Tag Archives: DIEP

Do you do the DIEP flap for breast reconstruction?

We don’t do the DIEP flap at Lawrence Plastic Surgery for several reasons.  A recent article in our local paper discussed this procedure being performed at a nearby teaching hospital and pointed out they were the only ones performing this procedure within “several hundred miles”.  Although this procedure was first being performed almost 20 years ago, it has not gained widespread popularity.  Here’s why:

  • It requires a much longer operating time than other techniques, especially if both breasts are reconstructed immediately after mastectomy.  In the same recent article the patient mentioned her “14.5 hour surgery”.  This is significantly longer than a traditional TRAM flap operation or tissue expander/implant reconstruction.  Longer operations, as you can imagine, are harder on patients than shorter ones.
  • The post-operative stay is significantly longer after this surgery as compared with a tissue expander/implant reconstruction.  Most of our immediate reconstruction patients are discharged the day following surgery when we use a tissue expander reconstruction as opposed to several days after a DIEP flap.  The time to return to normal activities, including work and exercise, is much longer with a DIEP flap.
  • The advantages of a DIEP flap over a pedicle TRAM flap (which we perform) are still debated in the plastic surgery community.  As we only utilize a portion of the abdominal muscles in a pedicle TRAM, functional muscle loss is usually not significant in most patients.
  • Tissue expander/implant reconstruction is getting better all the time.  The use of skin/areola/nipple sparing techniques along with the use of acellular dermal matrix products (Alloderm, etc.) and better implants has given us much better results than even just a few years ago.
  • Many patients are simply not good candidates for a DIEP flap due to inadequate tissue, body habitus, or other medical problems.
  • The available abdominal tissue in a DIEP reconstruction determines the size of the reconstructed breasts.  With tissue expander/implant reconstruction, a patient has more options in determining the final size of her breasts.
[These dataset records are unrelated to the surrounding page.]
PR #1058, opened 2016-06-21
tasks/ceph-deploy: Run on multiple Python versions (2, 3)

BlaXpirit:
This is tightly related to https://github.com/ceph/ceph-deploy/pull/388 (Python 3 Compatibility of ceph-deploy).
- The changes to the QA suite are needed in order to test ceph-deploy under different Python versions (here only major versions are specified - 2 or 3). If the *python_version* is not specified, nothing will be installed and the default *python* executable will be used (basically old behavior).
- And in turn, this pull request relies on the change of the bootstrap script in ceph-deploy, and, of course, the Python 3 compatibility is the new feature that is tested here.

Here are some sepia test runs under these changes:

- http://pulpito.ceph.com/oprypin-2016-06-16_08:41:28-ceph-deploy-jewel---basic-mira/
- http://pulpito.ceph.com/oprypin-2016-06-17_10:12:39-ceph-deploy-jewel---basic-mira/
- http://pulpito.ceph.com/oprypin-2016-06-20_15:51:37-ceph-deploy-jewel---basic-mira/
- http://pulpito.ceph.com/oprypin-2016-06-21_13:09:06-ceph-deploy-jewel---basic-mira/ 

There are failures but they seem to be caused by something else (such failures were known to happen before)
http://tracker.ceph.com/issues/16405

### DIFF
--- a/tasks/ceph_deploy.py
+++ b/tasks/ceph_deploy.py
@@ -24,7 +24,8 @@ def download_ceph_deploy(ctx, config):
     """
     Downloads ceph-deploy from the ceph.com git mirror and (by default)
     switches to the master branch. If the `ceph-deploy-branch` is specified, it
-    will use that instead.
+    will use that instead. The `bootstrap` script is ran, with the argument
+    obtained from `python_version`, if specified.
     """
     log.info('Downloading ceph-deploy...')
     testdir = teuthology.get_testdir(ctx)
@@ -38,14 +39,17 @@ def download_ceph_deploy(ctx, config):
             '{tdir}/ceph-deploy'.format(tdir=testdir),
         ],
     )
-    ceph_admin.run(
-        args=[
-            'cd',
-            '{tdir}/ceph-deploy'.format(tdir=testdir),
-            run.Raw('&&'),
-            './bootstrap',
-        ],
-    )
+    args = [
+        'cd',
+        '{tdir}/ceph-deploy'.format(tdir=testdir),
+        run.Raw('&&'),
+        './bootstrap',
+    ]
+    try:
+        args.append(str(config['python_version']))
+    except KeyError:
+        pass
+    ceph_admin.run(args=args)
 
     try:
         yield
--- a/tasks/ceph_deploy.py
+++ b/tasks/ceph_deploy.py
@@ -27,9 +27,38 @@ def download_ceph_deploy(ctx, config):
     will use that instead. The `bootstrap` script is ran, with the argument
     obtained from `python_version`, if specified.
     """
+    ceph_admin = ctx.cluster.only(teuthology.get_first_mon(ctx, config))
+
+    try:
+        py_ver = str(config['python_version'])
+    except KeyError:
+        pass
+    else:
+        supported_versions = ['2', '3']
+        if py_ver not in supported_versions:
+            raise ValueError("python_version must be: {}, not {}".format(
+                ' or '.join(supported_versions), py_ver
+            ))
+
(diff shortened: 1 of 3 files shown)


vasukulkarni:
@BlaXpirit  There are 2 tests that repeatedly failed with below error "Failed to create osd's", This I believe is due to python 3 changes https://paste.fedoraproject.org/382829/54919514/raw/

tasks/ceph_deploy.py
```diff
@@ -24,11 +24,47 @@ def download_ceph_deploy(ctx, config):
...
+            ))
+
+        log.info("Installing Python")
+        for admin in ceph_admin.remotes:
+            system_type = teuthology.get_system_type(admin)
+
+        if system_type == 'rpm':
+            if py_ver == '3':
+                ctx.cluster.run(args=[
+                    'sudo', 'yum', '-y', 'install', 'epel-release',
```
vasukulkarni: I dont think it epel-release should be required? epel is by default enabled on sepia labs.

tasks/ceph_deploy.py
```diff
@@ -24,11 +24,47 @@ def download_ceph_deploy(ctx, config):
...
+                    run.Raw('&&'),
+                    'sudo', 'yum', '-y', 'install',
+                    'python-virtualenv', 'python34'
```
vasukulkarni: python3 should be uninstalled if installed at the end of the test in finally: block

BlaXpirit:
@vasukulkarni That's the thing... if you examine the test runs, there isn't a single test that consistently fails every time, and @jdurgin says such errors were known to happen before

tasks/ceph_deploy.py
BlaXpirit: Why is that important?

Also... this has already been run on sepia so the hosts have python34 left on them

vasukulkarni:
@BlaXpirit I dont remember seeing that error before, here is the last run http://pulpito.ceph.com/teuthology-2016-06-21_02:55:02-ceph-deploy-jewel-distro-basic-vps/ ,  selinux denial issue is bit common which was seen in few of your runs.

tasks/ceph_deploy.py
vasukulkarni: The node is reused for other tests, so making python3 default on the node might actually break things which aren't ready for python3 yet and generally the test cleanup handles any things that it changed.

BlaXpirit: The default is not changed by installing another Python version. `python` always refers to Python 2.x, this just makes a `python3` available.

tasks/ceph_deploy.py
BlaXpirit: That seems to be the case. I will remove that if you think it's better.

jdurgin:
I left a comment on the tracker ticket pointing to a couple failures with jewel ceph-deploy

tasks/ceph_deploy.py
BlaXpirit: How can I check whether Python 3 was installed or it was already there?
We have to be absolutely sure, because Python 3 is an integral part of some distros.

jdurgin: it doesn't seem necessary to remove it to me

vasukulkarni:
@jdurgin thanks those look like ceph-disk issue that happens intermittently even on python2, I think maybe zap is holding the device long enough for the device in use issue, will check with loic.

vasukulkarni:
LGTM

While we admire those surgeons who are performing the DIEP flap, and many patients can attest to their good results, we still have misgivings about performing this procedure, as do many other plastic surgeons involved in breast reconstruction.  There are more than 10 times as many breast reconstruction operations performed with tissue expander/implant techniques than the DIEP flap.  We believe there is a good reason why the number of tissue expander/implant reconstructions continues to increase year after year while the number of DIEP flaps performed has remained relatively flat over the years despite initial enthusiasm about this procedure.